The problem of the financial support to the Palestinian people

While Palestinian coalition-building efforts were underway, on 27 February 2005 the EU decided to free €120 million in favour of the Palestinian Government through the good offices of the World Bank Trust Fund. Out of the financial package, €40 million were allocated to the Israeli government in order to cover the Palestinian Authority's electricity bills; some €64 million went to finance health and education projects, mostly managed by UNRWA; €17.5 million covered PA's employees' salaries. The latter represented the only portion of the aid package to go into the PA's central budget directly. For its own nature, payments directly made to the Authority's Single Treasury Account are not linked to specific kinds of expenditure. In 2002-2003, a similar means of financial support - the direct budgetary assistance - came under harsh criticism following allegations that EU money was being diverted to support terrorist activities. Nowadays, with the lead of Palestinian politics being taken by Hamas, which has not renounced violence as a legitimate political tool yet, PA's main donors, respectively Israel, the EU and the United States, have grown increasingly concerned that their money could in fact be misspent. On the other hand, the worsening of the humanitarian situation in the OPTs makes International aid a compelling necessity. In addition, with Palestinian private sector lagging behind in development, funds would be channeled to the public sector, which is the best position to assist Palestinians and artificially keep Palestinian economy afloat. Eventually, a significant portion of the public sector's expenditure would be used to support the ability of the Authority to pay the salaries of its employees.

At the end of 2005, the PA had three major sources of funding: revenues transferred from Israel (€45 million/month); budget support from the International Community (€30 million/month); domestic revenues (€20 million /month). Data shows that a significant portion of the PA budget is used to pay 152,000 employees, including some 73,000 security and police personnel, 39,000 people working in education and 11,000 employed in the health sector. According to figures released in OCHA's Humanitarian report, as of January 2006 PA employees make up the 37 % of all employed in Gaza, and 14 % of all employed in the West Bank. This means that an estimated 942,000 - that is, the employees' and their dependants - rely on the PA wage earner. This figure accounts for about 25 % of the total Palestinian population. As a result, 64 % of West Bank and Gaza residents live under the poverty level and one-third - about 1,4 million - is dependant on food aid to meet part of their food needs. Provided that the private sector has shown limited capacity to absorb any new prospective unemployed, cutting PA salaries - argues OCHA - would have dire consequences on the state of Palestinian economy.

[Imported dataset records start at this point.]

PR #1133, opened 2021-01-26
fix(core): query field now stores model name

raphkim:
*Issue #, if available:*

*Description of changes:*
Add an additional parameter to `QueryField` instance called `modelName` so that SQL queries can be constructed without ambiguous column names.

This PR aims to address #908 without introducing breaking changes for existing customers. While this PR itself does not yet fix the issue, it allows for model codegen to be enhanced to support better usage of built-in query fields from code-generated models. This way, the enhanced codegen will fix the issue and allow all customers to rely directly on the built-in query fields instead of needing to construct their own.

### DIFF
--- a/core/src/main/java/com/amplifyframework/core/model/query/QuerySortBy.java
+++ b/core/src/main/java/com/amplifyframework/core/model/query/QuerySortBy.java
@@ -34,7 +34,7 @@ import java.util.Objects;
  * {@link QueryField#descending()} helper methods (e.g. Todo.DESCRIPTION.ascending() or Todo.DESCRIPTION.descending())
  */
 public final class QuerySortBy {
-    private final String model;
+    private final String modelName;
     private final String field;
     private final QuerySortOrder sortOrder;
 
@@ -51,12 +51,12 @@ public final class QuerySortBy {
     /**
      * Constructor for {@code QuerySortBy}.
      *
-     * @param model name of the model being sorted.
+     * @param modelName name of the model being sorted.
      * @param field name of field to sort by.
      * @param sortOrder order to sort by, either ASCENDING or DESCENDING.
      */
-    public QuerySortBy(@Nullable String model, @NonNull String field, @NonNull QuerySortOrder sortOrder) {
-        this.model = model;
+    public QuerySortBy(@Nullable String modelName, @NonNull String field, @NonNull QuerySortOrder sortOrder) {
+        this.modelName = modelName;
         this.field = Objects.requireNonNull(field);
         this.sortOrder = Objects.requireNonNull(sortOrder);
     }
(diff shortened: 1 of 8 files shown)


core/src/main/java/com/amplifyframework/core/model/query/QuerySortBy.java
```diff
@@ -32,6 +34,7 @@
  * {@link QueryField#descending()} helper methods (e.g. Todo.DESCRIPTION.ascending() or Todo.DESCRIPTION.descending())
  */
 public final class QuerySortBy {
+    private final String model;
```
jamesonwilliams, line 37:
```suggestion
    private final String modelName;
```
This is the identifier usually used for this concept elsewhere in the code base 

Same update suggested for all uses

core/src/main/java/com/amplifyframework/core/model/query/QuerySortBy.java
```diff
@@ -73,19 +99,21 @@ public boolean equals(Object object) {
...
     public int hashCode() {
-        return ObjectsCompat.hash(field, sortOrder);
+        return ObjectsCompat.hash(model, field, sortOrder);
     }
 
     @Override
     public String toString() {
         return "QuerySortBy{" +
-                "field='" + field + '\'' +
+                "model=" + (model == null ? null : Wrap.inSingleQuotes(model)) +
```
jamesonwilliams, line 115: This is a clever and welcome use of the Wrap utility.

However it looks weird to only use it on one line and not the others.

I would update all lines to use this style, or stick with the existing approach for this new line.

As monthly transfers from Israel of customs revenues and VAT clearances will not be forth coming - certainly not when elections are a week away -, the Quartet, notably EU and the US, are expected to share the burden of Palestinian humanitarian aid. But how to assist the Palestinian people at a time when the Palestinian Authority is ruled by elected members of an organization, Hamas, that both EU and US consider and treat as terrorist?

Following the victory of the Hamas in January 25 parliamentary elections, the EU Council met on 30 January 2006 to lay down the conditions for continuing EU financial support: 'The Council' - it is read in its conclusions - 'expects the newly elected PLC to support the formation of a government committed to a peaceful and negotiated solution of the conflict with Israel based on existing agreements and the Roadmap as well as to the rule of law, reform and sound fiscal management. On this basis the European Union stands ready to continue to support Palestinian economic development and democratic state building'.

The European Parliament, in its resolution of 2 February, affirmed 'that its commitment to remain the biggest aid donor to the Palestinian Authority and to continue assisting Palestinian economic development and Palestine's democratic process will be dependent on the new government's clarification on denouncing violence, and recognizing Israel'.

The European Commission, which manages international aid programmes, subscribed to both Council's and Parliament's recommendations. It decided nonetheless to allocate financial aid to the interim government after the Quartet's Special Envoy, the American James Wolfensonn, had warned against an urgent shortfall of funds, which would have, inter alia, affected the PA's ability to pay the salaries of the employees.

As recently as Monday 13 March, in the ties of a meeting with Austrian President Heinz Fischer, whose country holds the EU presidency, Egyptian President Hosni Mubarak warned that cutting aid to the Palestinian Authority would encourage terrorism. 'The aid is used by the man-in-the-street to buy medicine and to send his children to school. If this money is cut, terrorism will grow and all the (Palestinian) people will suffer', Mubarak told reporters.